Last week, for work purposes, my husband brought into our peaceful home not one, but TWO chocolate chip cookie cakes.
If you’re not familiar with the “cookie cake” then let me school you: It’s a Big Freaking Cookie, about as large in circumference as a delivery pizza. The equivalent of thirty cookies, it seems to go on forever.
Except in my house.
Cookie cake number one went with my 19-year-old daughter to her college dorm, where it probably lived for about fifteen minutes before getting sucked into a coed feeding frenzy.
Cookie cake number two stayed home because initially, I had this hilarious notion that I could partake of it with some sort of discipline. But since it had already been nibbled on, subsequent nibbling was barely perceptible. The ability to nibble with perceived impunity made it possible for me to keep nibbling, making it the object of my obsession.
I had no choice but to trash it.
That’s right, I dragged it to the garage and chucked it into the dumpster in much the same way an alcoholic pours cooking wine down the drain. When my husband, Jim, who is capable of consuming sugar in moderation (freak!), went looking for a nice sensible bit of cookie cake, he found crumbs on the counter and my general discontent.
“So . . .” Jim galumphed carelessly into a minefield he should actually know pretty well by now, “What happened to the big cookie?”
“You mean the eternal &%$# cookie? It’s gone.”
Jim checked the cupboards to see if there were any Hostess Cupcakes left (he’s been stocking up for the Cupocalypse.) Thanks to me, negative.
He sighed. “In this house, there’s no such thing as an eternal baked good.”
Oh, no he did not.
“Scars and bullet wounds last forever.”
“I’ll make myself a sandwich.”
“Good man.”
Dr.
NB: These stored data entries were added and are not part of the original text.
PR #124, opened 2022-12-08
(#2138081) More `chase_symlinks*()` shenanigans

mrc0mmand:
This reverts & backports the new set of patches for the recent `chase_symlinks*()` without `/proc/` issue.

For RHEL we either want to backport https://github.com/systemd/systemd/pull/25661 as well once it's merged, or drop the warning completely/lower it to debug, hence opening this as a draft for now.

/cc @msekletar


msekletar:
@jamacku we need to wait with this one until https://github.com/systemd/systemd/pull/25661 is sorted out. On top of that we will need to change rpm macros and add `--no-warn` to systemctl invocations.

msekletar (approved):
@mrc0mmand thanks for following up on this, much appreciated!

LGTM

PR #1837, opened 2017-07-23
Get-DbaDatabase - add LogReuseWaitStatus to default view

wsmelton:
## Type of Change

 - [ ] Pester test is included

### Purpose
 
Add the LogResuseWaitStatus to the default view.

### Approach

The log reuse is one of the most common values to check for databases in SQL Server. This is used to check why the log file is filling up or growing out of control in most cases.

Being that we provide the last log backup it makes sense to also include this value. I chose to add the property alongside the recovery model as it is most directly related to that property.

### Commands to test

`Get-DbaDatabase -SqlInstance -Database master`
### Screenshots

image


potatoqualitee:
Very cool!

PR #1862, opened 2017-07-23
Set-DbaStartupParameter - fixes #1380

### LINKED ISSUE #1380: Set-DbaStartupParameter missing SqlCredential
## Is this:

- [ ] *feature* 
- [x] *bug*:

## Bug description
Set-DbaStartupParameter does not as it is support specifying explicit SqlCredentials. Thus both Smo connections and PowerShell remoting are handled using the same credentials.
This should be split up, so database connections can be established using their own, dedicated credentials.

potatoqualitee:


potatoqualitee:
please review/test @gbargsley

Stuart-Moore:
Looks good to me :+1:

will merge

PR #1878, opened 2017-07-24
Fix logshipping functions2

sanderstad:
Lots of bugs removed
Cleaned up code
Removed usage of Invoke-DbaSqlCmd


potatoqualitee:
thanks bud!

PR #1882, opened 2017-07-25
Get-DbaServerprotocol use DbaCmObject

PowerDBAKlaas:
## Type of Change

 - [ ] Pester test is included

### Purpose
 
- Reuse functionality of Get-DbaCmObject
- use messaging standard
- improve speed
### Approach

- replace `Get-CimInstance` with `Get-DbaCmObject`
- replace `Write-Verbose` with `Write-Message`

### DIFF
--- a/functions/Get-DbaServerProtocol.ps1
+++ b/functions/Get-DbaServerProtocol.ps1
@@ -71,63 +71,29 @@ PROCESS
           if ( $Server.ComputerName )
           {
               $Computer = $server.ComputerName
-              Write-Verbose "$FunctionName - Getting SQL Server namespace on $Computer via CIM (WSMan)"
-              $namespace = Get-CimInstance -ComputerName $Computer -NameSpace root\Microsoft\SQLServer -ClassName "__NAMESPACE" -Filter "Name Like 'ComputerManagement%'" -ErrorAction SilentlyContinue |
-                          Where-Object {(Get-CimInstance -ComputerName $Computer -Namespace $("root\Microsoft\SQLServer\" + $_.Name) -ClassName ServerNetworkProtocol -ErrorAction SilentlyContinue).count -gt 0} |
+              Write-Verbose "$FunctionName - Getting SQL Server namespace on $Computer"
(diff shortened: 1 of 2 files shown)


potatoqualitee:
@PowerDBAKlaas - I wrote a Test for this command that passes 👍 But I don't like the output from the new Cm commands and would like to get that addressed prior to merging.

@FriedrichWeinmann - I submitted a PR to remove the exclamation point but will probably need to up the library's version #1884. Either way, the command works, but it complains, seemingly unnecessarily

image

potatoqualitee:
Will wait to merge with the other one

wsmelton:
If you don't like the output of `Get-DbaCmObject` then it should be addressed in that command. But what output are you talking about?

potatoqualitee:
Could not find valid protocol warning at the top that comes from the cm command

wsmelton:
If you issue that same command with Verbose and post that output?

wsmelton:
The stop function in that line show set to continue so yeah the phrase in that message is inaccurate.

FriedrichWeinmann:
Well now ... that's mightily odd. Looks like I seriously need some quality time with `Get-DbaCmObject`, both for the performance issue, as well as this. Obviously, throwing an exception _and_ returning the requested information is a bit contradictory.
Looking into it.

functions/Get-DbaServerProtocol.ps1
```diff
@@ -55,12 +58,12 @@ Param (
   [parameter(ValueFromPipeline)]
   [Alias("cn","host","Server")]
   [string[]]$ComputerName = $env:COMPUTERNAME,
```
wsmelton: Need to set this to `DbaInstanceParameter`

functions/Get-DbaServerProtocol.ps1
```diff
@@ -71,67 +74,33 @@ PROCESS
           if ( $Server.ComputerName )
           {
               $Computer = $server.ComputerName
```
wsmelton: Same question as other PR do we need to add a `Resolve-DbaNetworkName`?

potatoqualitee: looks like someone added it 💃

potatoqualitee:
merging to prevent future conflicts. a release or two with slower commands is less headache 🙉

PR #1886, opened 2017-07-25
Update hardcoded url to parameter

slimrichard:
The error was giving an incorrect path and is hardcoded to a version. This should be the same parameter used to attempt the download.

Really small change.

## Type of Change


potatoqualitee:
Great patch, thanks so much for the fix @slimrichard ! 🌮

PR #1887, opened 2017-07-25
Get-DbaSqlservice use DbaCmObject

### LINKED ISSUE #1810: Get-DbaSqlService - rework and cleanup
### Problem to solve
- Current code of the command seems to take some time to run in certain environments. [ @gbargsley noted on about 250 servers it can take 25-31 minutes to complete.]
- Needs to be adjusted to utilize the CMI/WMI commands that are now in the module.

PowerDBAKlaas:
## Type of Change
 - [ ] Bug fix (non-breaking change, fixes #1810)
 - [ ] Pester test is included

### Purpose
- reuse Cim functionality
- use messaging standard
- output sqlservice object instead of PSCustomObject
- improve speed 

### Approach
- replace `Get-cimInstance` by `Get-DbaCmObject`
- replace `Write-verbose` by `Write-Message`
- return sqlservice object

### Learning
+ instead of speeding up, these changes are actually slowing it down:
on my domain, it went from 14-15 sec to 21-31 sec for 20 computers


potatoqualitee:
Unfortunately,  @FriedrichWeinmann, we can confirm the slowness in the lab. 

`'sql2005','sql2008','sql2008\sql2k8','sql2012','sql2014','sql2016a','sql2016b','sql2016c' | Get-DbaSqlService` 

Development branch: 5.28 seconds
SqlService branch: 10.71

@PowerDBAKlaas - I will keep this PR open until the speed issue is resolved.

FriedrichWeinmann:
Will look into it!
The proportions should rather be the opposite actually ... hm ...
May take a bit - got a lot on my plate from my company, may need a few days before I can take a look, sorry :(

functions/Get-DbaSqlService.ps1
```diff
@@ -58,7 +61,9 @@ Param (
   [Alias("cn","host","Server")]
   [string[]]$ComputerName = $env:COMPUTERNAME,
```
wsmelton: This needs to be `DbaInstanceParameter`

functions/Get-DbaSqlService.ps1
```diff
@@ -75,84 +80,39 @@ PROCESS
             if ( $Server.ComputerName )
             {
                 $Computer = $server.ComputerName
-                Write-Verbose "$FunctionName - Getting SQL Server namespace on $Computer via CIM (WSMan)"
-                $namespace = Get-CimInstance -ComputerName $Computer -NameSpace root\Microsoft\SQLServer -ClassName "__NAMESPACE" -Filter "Name Like 'ComputerManagement%'" -ErrorAction SilentlyContinue |
-                            Where-Object {(Get-CimInstance -ComputerName $Computer -Namespace $("root\Microsoft\SQLServer\" + $_.Name) -Query "SELECT * FROM SqlService" -ErrorAction SilentlyContinue).count -gt 0} |
+                Write-Message -Level Verbose -Message "Getting SQL Server namespace on $Computer"
+                $namespace = Get-DbaCmObject -ComputerName $Computer -NameSpace root\Microsoft\SQLServer -Query "Select * FROM __NAMESPACE WHERE Name Like 'ComputerManagement%'" -ErrorAction SilentlyContinue |
```
wsmelton: Don't know if we should add a `Resolve-DbaNetworkName` as we do that in some of the other commands that call DbaCmObject?

As well, line 71 `$FunctionName` can be removed (appears to still be there from GitHub view).

wsmelton:
@potatoqualitee are we going to wait for the dependent commands to be fixed before merging this update?

wsmelton:
@PowerDBAKlaas I'm just curious after noting this command in current version of development branch takes about 8 seconds to return the SSIS services on my machine:

image

Is there any difference if you have this use WMI.ManagedComputer instead of CIM?

```powershell
if (-not (Get-Module dbatools)) {
	ipmo .\dbatools.psm1
}
$scriptBlock = {
	$wmi.Services | ForEach-Object {
		[PSCustomObject]@{
			ServiceName  = $_.Name
			DisplayName  = $_.DisplayName
			StartName    = $_.ServiceAccount
			ServiceType  = $_.Type
			State        = $_.ServiceState
			StartMode    = $_.StartMode
		}
	}
}

Invoke-ManagedComputerCommand -ComputerName manatarms -ScriptBlock $scriptBlock | Where-Object ServiceType -eq 'SqlServerIntegrationService'
```

The above code returned information under a second:

image

PowerDBAKlaas:
If I recall correctly, I had issues when the highest namespace doesn't contain any services:
after a partial install, or an install and remove, or something.
I think the managedcomputer command doesn't catch that.

wsmelton:
How did you test that? If Wmi.ManagedComputer does not see the service then Configuration Manager does not function and you can't modify any of the services in a supported manner. If that is the case there is no guarantee the services are functioning anyway at that point.

I would also think you are going the same route, just using CIM to get what ManagedComputer already has...unless I read your code wrong.

PowerDBAKlaas:
`$namespace = Get-CimInstance -ComputerName $Computer -NameSpace root\Microsoft\SQLServer -ClassName "__NAMESPACE" -Filter "Name Like 'ComputerManagement%'" -ErrorAction SilentlyContinue |
                            Where-Object {(Get-CimInstance -ComputerName $Computer -Namespace $("root\Microsoft\SQLServer\" + $_.Name) -Query "SELECT * FROM SqlService" -ErrorAction SilentlyContinue).count -gt 0} |
                            Sort-Object Name -Descending | Select-Object -First 1`

This selection solved it in my case. I had 'ComputerManagement10', 'ComputerManagement11' and 'ComputerManagement12' on one computer, but 
+ ...10 didn't return the higher versions of the services.
+ ...12 didn't have any 'SqlService' objects.
So I came up with "I need the highest namespace that does have sqlservice class objects".

I think this had something to do with it too: https://www.powerdba.eu/powershell-for-the-dba/managedcomputererror

wsmelton:
I can't say I've ever seen or had that issue before.

nvarscar:
Got the following yesterday when was testing Get-DbaSqlService (and Stop-*) with more than 10 machines at a time:
image
There were no credentials specified in the function call.
This error only exists in the current session and do not reappear in the new PS session.

potatoqualitee:
I  uhm, I don't know when the Cm commands will be available and there are now conflicts with this command. My apologies, Klaas, but I've got to close this one.

nvarscar:
To be fair, new Get-DbaSqlService uses huge bits of code from this branch, so basically this code was actually merged, but from a different source 😃

PR #1893, opened 2017-07-25
Extra feature for log shipping

sanderstad:
Added option to prompt the user when the secondary database is not
initialized.
The user will not get a choice when -GenerateFullBackup and/or -Force
are not being used.


potatoqualitee:
bon bon bon! 🍖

Kathleen DesMaisons, who wrote Potatoes Not Prozac (aka my unauthorized biography), says people like me who frequently experience a certain loss of control around sweets and carbohydrates are “sugar sensitive.”
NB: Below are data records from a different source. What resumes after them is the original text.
PR #1899, opened 2017-07-26
[new command] Get-DbaOperatingSystem

wsmelton:
## Type of Change

 - [x] Pester test is included

### Purpose
 
Addressed part of the discussion from #837 
A need to pull common Operating System information, similar when doing an inventory or server review.
### Approach

A command that will pull the most common (at least initial version) properties of the Operating System class `Win32_OperatingSystem`. I did break the rule a bit and include the active power plan in this command, which is a different class...if that is not allowed we can remove it for a command specific to that class.
### Commands to test

```powershell
# 1
Get-DbaOperatingSystem -ComputerName sql2016, sql2016c,sql2016a

# 2
Get-DbaOperatingSystem -ComputerName sql2016 | select *

# 3 - Accepts piping
'sql2016' | Get-DbaOperatingSystem | select *
```
### Screenshots

(1)

image

(2)

image

### Learning

I tried to make the command return the full object you get from `Get-DbaCmObject` but that overwrites the use of `Select-DefaultView` within the command. The default view of `Win32_OperatingSystem` was the only thing to output when I tried. So I had to revert to building a custom object.

In the end, we can always expand this to additional properties if folks feel a need.

### DIFF
--- a/functions/Get-DbaOperatingSystem.ps1
+++ b/functions/Get-DbaOperatingSystem.ps1
@@ -1,0 +1,71 @@
+function Get-DbaOperatingSystem {
+	<#
+		.SYNOPSIS
+			Gets operating system information from the server.
+
+		.DESCRIPTION
+			Gets operating system information from the server and returns as an object.
+
+		.PARAMETER ComputerName
+			Target computer(s). If no computer name is specified, the local computer is targeted
+
+		.PARAMETER Credential
+			Alternate credential object to use for accessing the target computer(s).
+
+		.PARAMETER Silent
+			Use this switch to disable any kind of verbose messages
+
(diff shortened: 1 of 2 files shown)


PowerDBAKlaas:
strange, in the remake of `Get-DbaServerProtocol` `Get-DbaClientProtocol` and `Get-DbaSqlService` I did the same, and the combination of `Get-DbaCmObject` and `Select-Defaultview` seems to work fine.
Or are there different versions?

potatoqualitee:
beautiful screenshot, beautiful test! Will merge and patch as necessary - appveyor saying that it failed the test but it failed cuz it couldn't build something else.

When I first accepted this diagnoses, I had high hopes that eliminating sugar from my diet would be the cure. But twice I tried and twice Jim almost became a domestic violence statistic. For me, this wasn’t the answer.
Fitness guru Susan Powter, (remember her? Spiky blond hair? Stop the Insanity!) says that if you’re told you can have anything in the world but a ball point pen, you will spend most of your life obsessing about that ball point pen. That’s what happens when I try to quit sugar. It becomes a ball point pen. A ball point pen made of sugar you say? I’ll take three, and dip them in chocolate.
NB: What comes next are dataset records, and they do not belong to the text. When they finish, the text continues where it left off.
PR #1901, opened 2017-07-26
Get-DbaOperatingSystem updates

potatoqualitee:
@wsmelton - LOVE this command! It's immediately useful to me. I made a couple small changes including translating Language to human readable and showing more columns by default.

### DIFF
--- a/functions/Get-DbaOperatingSystem.ps1
+++ b/functions/Get-DbaOperatingSystem.ps1
@@ -47,7 +47,7 @@ function Get-DbaOperatingSystem {
 	process {
 		foreach ($computer in $ComputerName) {
 			Write-Message -Level Verbose -Message "Attempting to connect to $computer"
-			$server = Resolve-DbaNetworkName -ComputerName $computer -Credential $Credential
+			$server = Resolve-DbaNetworkName -ComputerName $computer.ComputerName -Credential $Credential
 
 			$computerResolved = $server.ComputerName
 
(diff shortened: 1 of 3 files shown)


functions/Get-DbaOperatingSystem.ps1
```diff
@@ -68,37 +68,36 @@ function Get-DbaOperatingSystem {
...
-				Manufacturer = $os.Manufacturer
-				Organization = $os.Organization
-				Architecture = $os.OSArchitecture
-				Version = $os.Version
-				Build = $os.BuildNumber
-				InstallDate = [DbaDateTime]$os.InstallDate
-				LastBootTime = [DbaDateTime]$os.LastBootUpTime
-				LocalDateTime = [DbaDateTime]$os.LocalDateTime
-				TimeZone = $tz.Caption
+			$language = Get-Language $os.OSLanguage
```
wsmelton: I don't see the purpose in this one but your the boss.

Most folks know what the language id should be for their environment.

As well we could have used `Get-Culture` which is builtin cmdlet for PowerShell 1.0 and up to grab the same information from the machine. Although don't think it includes remote support so would have had to use `Invoke-Command`, but either way you get the same info and the correct OS level (and doesn't require another command to keep up with internally :) [Which `us_english` is SQL Server's spelled out version, the OS uses `en-US` format]

image

functions/Get-DbaOperatingSystem.ps1
```diff
@@ -68,37 +68,36 @@ function Get-DbaOperatingSystem {
...
-		} #end foreach instance
+				Language	   = $language.Name
+				LanguageAlias  = $language.Alias
+				LanguageId	   = $language.ID
+				CodeSet	       = $os.CodeSet
+				CountryCode    = $os.CountryCode
+				Locale		   = $os.Locale
+			} | Select-DefaultView -ExcludeProperty Codeset, CountryCode, Locale, LanguageID, LanguageAlias
+			
+			#$defaults = 'ComputerName','InstanceName','SqlInstance','Manufacturer','Architecture','Build','Version','InstallDate','LastBootTime','LocalDateTime'
```
wsmelton: Don't leave code commented out....leaves a bad taste :)

potatoqualitee: Wanted your approval first ;)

Is there a cure for sugar addiction? If there is, I have yet to read the book, take the pill, or buy the DVD box set. A good friend asked me not long ago: “What if you got to your ideal weight? What then?” I pondered that. Would it cure cancer? Would it feed starving children? Who cares?
Anymore, I don’t look forward to finding the cure nearly as much as I look forward to the day I decide to just stop searching for it.
So, when I find myself in an “eternal &*%$ cookie” situation, I refer to a short list of rules, which have so far helped keep me at a weight that I actually like and a temperament that Jim can live in the same house with.
- Naps have no calories; clementines, almost none.
- Yoga calms most homicidal urges.
- Jim’s metabolism is not technically his fault.
- Perfect people have nothing to write about.